*z perspektywy
Julki.
Całą niedzielę
postanowiłam spędzić z Kubą. Bardzo za nim tęskniłam. W sumie nie spędziłam z
nim dłuższego czasu odkąd wrócił z Anglii do Polski.
- tęskniłam za
tobą. – powiedziałam kiedy razem leżeliśmy na sofie u niego w salonie,
oglądając film.
- przepraszam,
że wtedy tak wyszło… Jak przyszłaś do mnie, a ja cię po prostu olałem, ale
dziwnie się z tym wszystkim czułem.
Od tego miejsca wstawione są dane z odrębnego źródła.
PR #245, opened 2016-03-16
RFR: CI for mistral packaging

lakshmi-kannan:
## What? 

So taking everything together: 
- push to `st2` repo will build `st2` package
- push to `mistral` repo will build `st2mistral` package
- push to `st2-packages` repo will build both `st2` and `st2mistral` packages

## TODO

* [x] circle.yml file in mistral repo https://github.com/StackStorm/mistral/pull/14
* [x] Split buildenv for st2 and mistral into two files 195f236
* [x] circle.yml change in st2 repo to call buildenv_st2.sh https://github.com/StackStorm/st2/pull/2580
* [x] docker-compose.sh cc: @dennybaa: Have a look at  
   1. [x] should use only relevant environment variables when building st2 or mistral.
See https://github.com/StackStorm/st2-packages/pull/245/commits/600a146bfae6b17d3d3a92ab709ebdec3b23eea4
   2. [x] mistral repo should only call docker-compose.sh build for st2mistral See https://github.com/StackStorm/mistral/pull/14/commits/47c18f43073a8cbb349464b40dafd311df7d4846
   3. [x] st2 repo should only call docker-compose.sh build for st2. See
https://github.com/StackStorm/st2/pull/2580/commits/00cfd5e2daedbf13cec3c13678110d829de43bab


armab:
>  Split buildenv for st2 and mistral into two files 195f236

So it looks like you would like to leave mistral rpm/deb code in this repo.

Talking about automation:
When someone opens PR in `st2-packages` repo with some fix for `st2mistral`,
how CI would know what package should it build and deploy: `st2` or `st2mistral`?

What's the plan/idea behind this case ^^?

lakshmi-kannan:
@armab 

>So it looks like you would like to leave mistral rpm/deb code in this repo.

We discussed this and in long run, it is going to make more sense to split the packages code into respective repos. 

>Talking about automation and thinking about corner cases: 
When someone opens PR in st2-packages repo with some fix for st2mistral,
how CI would know what package should it build and deploy: st2 or st2mistral?

I had the same concern https://stackstorm.slack.com/archives/packages/p1458174868000429. 
We talked about this in office a bit and for now building both st2 and st2mistral packages on a commit to st2-packages seems like a reasonable compromise until we split the packaging code.

armab:
So taking everything together: 
- push to `st2` repo will build `st2` package
- push to `mistral` repo will build `st2mistral` package
- push to `st2-packages` repo will build both `st2` and `st2mistral` packages

Do I understand it correctly?

Kami:
@armab I believe so, yes (at least that's what I would want, heh) :)

lakshmi-kannan:
@armab Correct.

circle.yml
```diff
@@ -51,7 +51,8 @@ dependencies:
   override:
     - .circle/docker-compose.sh pull ${DISTRO}
   post:
-    - .circle/docker-compose.sh build ${DISTRO}
+    - .circle/docker-compose.sh build_st2 ${DISTRO}
```
armab: This approach (2 commands) removes parallelism and brings additional overhead.
FYI `st2mistral` and `st2` packages are built in parallel and tested by Rspec tests.


You can just pass 1 env variable `ST2_PACKGES`: 

- `ST2_PACKAGES=st2mistral st2` for `st2-packages` repo
- `ST2_PACKAGES=st2` for `st2` repo
- `ST2_PACKAGES=st2mistral` for `mistral` repo

and avoid 2 commands: `build_st2` and `build_st2mistral`

armab: Also there is a typo in `ST2_PACKGES`, should be `ST2_PACKAGES`

.circle/docker-compose.sh
```diff
@@ -29,20 +29,29 @@ case "$1" in
...
+    echo Starting Packages Build for $2 ...
+    docker-compose -f docker-compose.circle.yml run \
         -e ST2MISTRAL_GITURL=${ST2MISTRAL_GITURL} \
         -e ST2MISTRAL_GITREV=${ST2MISTRAL_GITREV} \
         -e MISTRAL_VERSION=${MISTRAL_VERSION} \
         -e MISTRAL_RELEASE=${MISTRAL_RELEASE} \
         -e RABBITMQHOST=${HOST_IP} \
         -e POSTGRESHOST=${HOST_IP} \
-        -e MONGODBHOST=${HOST_IP} \
+        -e ST2_PACKGES=st2mistral \
```
armab: `ST2_PACKGES` -> `ST2_PACKAGES`

circle.yml
lakshmi-kannan: This is a good point. I'll make this fix.

manasdk:
@armab I would like that too.

circle.yml
lakshmi-kannan: See ec415de2d785c66857bc7de45d5973984a7e7802, https://github.com/StackStorm/st2/pull/2580/commits/48e8ac84e20014ec718e33ba62c96df056cf50bf and https://github.com/StackStorm/mistral/pull/14/commits/f3ff2ce353240acecfc7ede034ccf8861e557fc6

armab: Seems it will require changes by @dennybaa, probably entire rake & rspec ruby stuff is affected here:
* https://github.com/StackStorm/st2-packages/blob/master/rake/build/environment.rb
* https://github.com/StackStorm/st2-packages/blob/2c3af10fbbdbee56acf531e369f79fc4e90ee39e/rake/spec/spec_helper.rb


What I know for sure:
- in 1 container they're built in parallel
- in 1 container they're both tested (Rspec smoke tests)

circle.yml
```diff
@@ -51,7 +52,8 @@ dependencies:
   override:
     - .circle/docker-compose.sh pull ${DISTRO}
   post:
-    - .circle/docker-compose.sh build ${DISTRO}
```
armab: To be reverted when you start using `ST2_PACKAGES` env.

.circle/docker-compose.sh
```diff
@@ -43,6 +43,7 @@ case "$1" in
         -e RABBITMQHOST=${HOST_IP} \
         -e POSTGRESHOST=${HOST_IP} \
         -e MONGODBHOST=${HOST_IP} \
+        -e ST2_PACAKGES=${ST2_PACAKGES} \
```
armab: `ST2_PACAKGES` -> `ST2_PACKAGES` typo

circle.yml
```diff
@@ -18,6 +18,7 @@ machine:
     ST2_GITURL: https://github.com/StackStorm/st2
     ST2_GITREV: master
     ST2_DOCKERFILES_REPO: https://github.com/StackStorm/st2-dockerfiles
+    ST2_PACKAGES: "st2 st2mistral"
```
armab: `ST2_PACKAGES`

armab:
Current build fails because of rename: 
`.circle/buildenv.sh → .circle/buildenv_st2.sh`



`circle.yml` need touch to reflect new file names and we can see where it fails next.

armab:
Also there is another case/logic to handle: 

- PR/Push to `v1.3` branch of `st2-packages` should fetch `v1.3` branch from `st2` repo and `v1.3.2` branch of `mistral` repo.

at the same time: 

- PR/Push to `v1.3.2` branch of `mistral` repo should fetch `v1.3` branch of `st2-packages` repo.


Some autodetection is needed here.

dennybaa:
@lakshmi-kannan it's over-complicated approach which mimics st2-packages (the way it looks now). Apparently I don't mind since you picked this task. Later on I want to deprecate all bashery and heavy stuff we have now.
Basically  the will be almost no scripts, just smth like `make deb` or `make rpm` like here https://github.com/StackStorm/st2flow/blob/master/circle.yml#L33-L40 with the only difference that `make deb` will happen inside container.

lakshmi-kannan:
Alright I am a point where it seems like mistral packaging is actually broken for some reason. https://www.evernote.com/l/ANF71MG-HPtEW4ZSbQ5JRZFg5-_udQ-mMuMB/image.png

@dennybaa Can you look into fixing this? It's blocking mistral package CI work.

lakshmi-kannan:
Currently blocked on https://github.com/StackStorm/st2-packages/pull/250/files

Przepraszam. – wydusił z siebie, a potem
pocałował mnie w czoło.
Wtedy zmieniłam
pozycję na taką, że patrzyłam prosto w jego oczy.
- to ja cię
powinnam przeprosić… i przepraszam. Jestem skończoną idiotką, a Marcel to…
- cii. –
powiedział i przyłożył mi palca do ust, przytulając mnie. – zapomnijmy o tym.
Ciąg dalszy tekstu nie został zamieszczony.